**WORK REQUEST:**
Look below for the line holding "o-: good point." and the line holding "charig: At this". Transcribe exactly those lines and all lines between them, nothing more.

**EXCERPTED RECORDS:**
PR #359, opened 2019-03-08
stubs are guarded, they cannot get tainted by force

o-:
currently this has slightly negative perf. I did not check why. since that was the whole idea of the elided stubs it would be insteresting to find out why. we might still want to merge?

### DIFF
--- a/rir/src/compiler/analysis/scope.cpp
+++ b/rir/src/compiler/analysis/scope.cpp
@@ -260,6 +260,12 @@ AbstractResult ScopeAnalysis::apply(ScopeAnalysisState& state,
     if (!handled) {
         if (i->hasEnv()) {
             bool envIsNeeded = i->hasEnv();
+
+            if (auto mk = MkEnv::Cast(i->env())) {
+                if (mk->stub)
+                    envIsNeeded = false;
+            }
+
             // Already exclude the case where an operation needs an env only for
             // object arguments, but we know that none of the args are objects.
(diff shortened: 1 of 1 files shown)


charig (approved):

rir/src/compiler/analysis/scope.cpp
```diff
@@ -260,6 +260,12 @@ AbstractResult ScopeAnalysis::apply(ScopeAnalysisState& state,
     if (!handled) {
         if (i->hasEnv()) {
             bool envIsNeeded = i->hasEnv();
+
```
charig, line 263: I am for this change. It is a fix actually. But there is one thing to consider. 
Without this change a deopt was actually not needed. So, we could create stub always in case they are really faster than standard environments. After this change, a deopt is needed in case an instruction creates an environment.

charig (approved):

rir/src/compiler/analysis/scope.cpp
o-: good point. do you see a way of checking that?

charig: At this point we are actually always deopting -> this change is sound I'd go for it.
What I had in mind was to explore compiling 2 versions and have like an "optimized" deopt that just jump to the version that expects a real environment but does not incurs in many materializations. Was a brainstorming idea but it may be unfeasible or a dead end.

==

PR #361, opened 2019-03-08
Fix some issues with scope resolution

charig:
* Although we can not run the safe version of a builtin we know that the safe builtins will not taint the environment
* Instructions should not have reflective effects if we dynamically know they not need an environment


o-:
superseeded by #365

---

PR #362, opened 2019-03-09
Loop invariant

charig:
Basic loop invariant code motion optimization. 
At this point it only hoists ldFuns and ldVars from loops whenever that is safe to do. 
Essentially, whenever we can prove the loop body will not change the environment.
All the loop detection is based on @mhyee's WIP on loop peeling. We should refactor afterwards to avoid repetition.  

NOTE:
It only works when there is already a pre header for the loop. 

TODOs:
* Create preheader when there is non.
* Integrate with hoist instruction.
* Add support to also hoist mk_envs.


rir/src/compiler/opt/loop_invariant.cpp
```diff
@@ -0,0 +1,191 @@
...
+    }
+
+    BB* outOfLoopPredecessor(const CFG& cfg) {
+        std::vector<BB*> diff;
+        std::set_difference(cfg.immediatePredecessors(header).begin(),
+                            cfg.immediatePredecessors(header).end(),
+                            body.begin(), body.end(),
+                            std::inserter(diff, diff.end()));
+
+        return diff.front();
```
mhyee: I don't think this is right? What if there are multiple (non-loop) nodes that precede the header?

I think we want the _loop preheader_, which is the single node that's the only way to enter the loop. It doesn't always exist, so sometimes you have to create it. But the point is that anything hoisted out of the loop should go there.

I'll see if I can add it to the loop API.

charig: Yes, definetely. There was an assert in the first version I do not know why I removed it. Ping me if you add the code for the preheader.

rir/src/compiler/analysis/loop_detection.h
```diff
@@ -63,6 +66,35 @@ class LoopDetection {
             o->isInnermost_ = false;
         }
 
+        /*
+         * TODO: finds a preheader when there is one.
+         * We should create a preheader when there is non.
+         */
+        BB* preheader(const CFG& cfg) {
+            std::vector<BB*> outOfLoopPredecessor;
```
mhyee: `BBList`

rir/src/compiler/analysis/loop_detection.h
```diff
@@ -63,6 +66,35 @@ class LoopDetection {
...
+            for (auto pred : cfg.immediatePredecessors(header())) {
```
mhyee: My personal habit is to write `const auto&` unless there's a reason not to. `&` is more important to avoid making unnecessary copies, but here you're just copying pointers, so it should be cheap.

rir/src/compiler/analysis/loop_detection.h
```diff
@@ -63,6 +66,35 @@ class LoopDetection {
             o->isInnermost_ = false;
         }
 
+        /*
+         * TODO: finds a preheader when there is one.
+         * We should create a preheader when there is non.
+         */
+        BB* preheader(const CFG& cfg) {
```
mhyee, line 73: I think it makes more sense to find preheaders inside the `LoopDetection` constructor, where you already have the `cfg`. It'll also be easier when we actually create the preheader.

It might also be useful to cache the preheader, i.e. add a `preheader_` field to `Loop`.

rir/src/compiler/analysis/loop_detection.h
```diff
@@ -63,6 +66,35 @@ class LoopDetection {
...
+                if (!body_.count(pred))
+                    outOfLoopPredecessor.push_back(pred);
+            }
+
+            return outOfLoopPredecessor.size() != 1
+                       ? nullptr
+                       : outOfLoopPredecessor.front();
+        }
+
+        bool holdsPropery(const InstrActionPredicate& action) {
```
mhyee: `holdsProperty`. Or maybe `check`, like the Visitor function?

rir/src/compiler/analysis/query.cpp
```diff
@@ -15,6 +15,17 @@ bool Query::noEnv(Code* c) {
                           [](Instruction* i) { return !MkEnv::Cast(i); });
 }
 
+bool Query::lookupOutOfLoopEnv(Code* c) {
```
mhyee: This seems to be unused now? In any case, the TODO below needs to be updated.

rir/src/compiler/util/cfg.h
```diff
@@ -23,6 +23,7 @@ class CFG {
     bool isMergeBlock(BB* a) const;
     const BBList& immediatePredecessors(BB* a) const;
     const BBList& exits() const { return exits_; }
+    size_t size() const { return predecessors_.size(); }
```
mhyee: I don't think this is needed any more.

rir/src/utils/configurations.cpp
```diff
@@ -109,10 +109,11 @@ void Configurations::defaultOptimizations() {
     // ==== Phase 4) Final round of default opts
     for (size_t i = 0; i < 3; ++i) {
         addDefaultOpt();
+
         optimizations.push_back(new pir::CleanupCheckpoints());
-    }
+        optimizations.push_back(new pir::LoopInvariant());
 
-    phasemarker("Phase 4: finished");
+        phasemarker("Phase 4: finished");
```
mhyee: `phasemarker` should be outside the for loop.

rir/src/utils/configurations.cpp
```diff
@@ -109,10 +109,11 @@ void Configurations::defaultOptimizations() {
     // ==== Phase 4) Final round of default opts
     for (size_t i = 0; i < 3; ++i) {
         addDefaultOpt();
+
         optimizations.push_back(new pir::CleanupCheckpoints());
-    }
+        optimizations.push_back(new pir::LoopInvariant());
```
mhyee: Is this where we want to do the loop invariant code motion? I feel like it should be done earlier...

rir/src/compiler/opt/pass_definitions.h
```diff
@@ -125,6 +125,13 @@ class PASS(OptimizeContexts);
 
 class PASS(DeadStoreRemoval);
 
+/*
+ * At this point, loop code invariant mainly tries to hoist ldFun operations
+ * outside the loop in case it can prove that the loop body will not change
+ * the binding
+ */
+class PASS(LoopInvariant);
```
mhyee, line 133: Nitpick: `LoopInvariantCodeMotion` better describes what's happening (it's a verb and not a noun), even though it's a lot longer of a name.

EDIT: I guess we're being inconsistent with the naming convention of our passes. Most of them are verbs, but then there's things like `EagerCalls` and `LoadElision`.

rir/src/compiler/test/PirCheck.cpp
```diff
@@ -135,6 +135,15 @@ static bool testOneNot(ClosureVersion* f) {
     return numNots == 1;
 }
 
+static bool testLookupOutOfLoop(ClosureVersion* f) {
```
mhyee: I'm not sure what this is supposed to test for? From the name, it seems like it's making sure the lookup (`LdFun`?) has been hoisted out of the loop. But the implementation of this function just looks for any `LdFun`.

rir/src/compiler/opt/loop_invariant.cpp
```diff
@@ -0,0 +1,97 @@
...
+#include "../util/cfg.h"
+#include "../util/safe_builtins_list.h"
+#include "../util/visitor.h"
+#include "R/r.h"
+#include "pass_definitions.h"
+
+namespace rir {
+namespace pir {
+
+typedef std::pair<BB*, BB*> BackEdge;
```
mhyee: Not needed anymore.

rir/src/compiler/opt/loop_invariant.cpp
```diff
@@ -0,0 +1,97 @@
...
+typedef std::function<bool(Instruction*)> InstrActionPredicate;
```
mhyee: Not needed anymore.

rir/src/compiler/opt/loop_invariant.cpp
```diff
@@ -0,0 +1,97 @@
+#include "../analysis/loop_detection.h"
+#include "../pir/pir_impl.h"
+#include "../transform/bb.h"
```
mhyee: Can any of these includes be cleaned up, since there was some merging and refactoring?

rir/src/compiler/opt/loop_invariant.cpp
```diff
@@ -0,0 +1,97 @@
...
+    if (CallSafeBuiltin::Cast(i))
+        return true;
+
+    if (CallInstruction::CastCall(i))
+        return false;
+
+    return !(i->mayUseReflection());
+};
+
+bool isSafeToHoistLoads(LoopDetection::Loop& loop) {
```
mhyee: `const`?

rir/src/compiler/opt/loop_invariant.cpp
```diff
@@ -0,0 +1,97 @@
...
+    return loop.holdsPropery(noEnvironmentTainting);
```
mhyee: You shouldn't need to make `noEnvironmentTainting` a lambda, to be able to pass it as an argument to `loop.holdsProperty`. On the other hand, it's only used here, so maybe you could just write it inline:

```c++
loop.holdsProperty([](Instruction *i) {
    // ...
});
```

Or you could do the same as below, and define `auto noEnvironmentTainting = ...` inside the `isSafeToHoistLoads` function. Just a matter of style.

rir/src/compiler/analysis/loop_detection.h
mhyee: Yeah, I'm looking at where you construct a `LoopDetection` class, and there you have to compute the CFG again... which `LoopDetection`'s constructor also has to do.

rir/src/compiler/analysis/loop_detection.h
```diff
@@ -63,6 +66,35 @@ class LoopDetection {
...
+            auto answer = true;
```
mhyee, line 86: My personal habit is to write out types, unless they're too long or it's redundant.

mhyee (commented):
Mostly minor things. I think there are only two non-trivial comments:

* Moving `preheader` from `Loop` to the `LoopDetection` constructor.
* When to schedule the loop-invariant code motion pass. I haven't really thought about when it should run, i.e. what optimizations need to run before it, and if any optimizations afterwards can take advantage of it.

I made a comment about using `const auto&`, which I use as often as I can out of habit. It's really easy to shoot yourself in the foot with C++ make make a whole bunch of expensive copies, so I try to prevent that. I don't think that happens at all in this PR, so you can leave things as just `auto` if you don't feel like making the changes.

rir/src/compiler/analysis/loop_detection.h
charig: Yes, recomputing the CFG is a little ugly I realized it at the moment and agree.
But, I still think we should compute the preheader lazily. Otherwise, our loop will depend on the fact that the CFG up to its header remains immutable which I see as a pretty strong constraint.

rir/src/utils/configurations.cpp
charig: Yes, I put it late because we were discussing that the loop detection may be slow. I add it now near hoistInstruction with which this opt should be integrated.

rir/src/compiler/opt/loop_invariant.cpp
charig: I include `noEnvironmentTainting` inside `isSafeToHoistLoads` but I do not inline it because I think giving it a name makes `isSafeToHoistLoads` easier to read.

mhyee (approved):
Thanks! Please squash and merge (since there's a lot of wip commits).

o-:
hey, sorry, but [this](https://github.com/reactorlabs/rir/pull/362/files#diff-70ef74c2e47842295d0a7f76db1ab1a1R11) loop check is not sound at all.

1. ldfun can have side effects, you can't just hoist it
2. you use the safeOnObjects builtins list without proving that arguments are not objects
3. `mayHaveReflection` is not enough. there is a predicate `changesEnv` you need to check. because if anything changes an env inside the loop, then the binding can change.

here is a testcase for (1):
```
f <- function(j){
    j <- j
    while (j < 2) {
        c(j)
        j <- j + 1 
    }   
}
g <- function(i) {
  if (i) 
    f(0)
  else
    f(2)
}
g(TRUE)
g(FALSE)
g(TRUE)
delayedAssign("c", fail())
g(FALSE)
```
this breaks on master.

**ANSWER BOX:**
o-: good point. do you see a way of checking that?

charig: At this point we are actually always deopting -> this change is sound I'd go for it.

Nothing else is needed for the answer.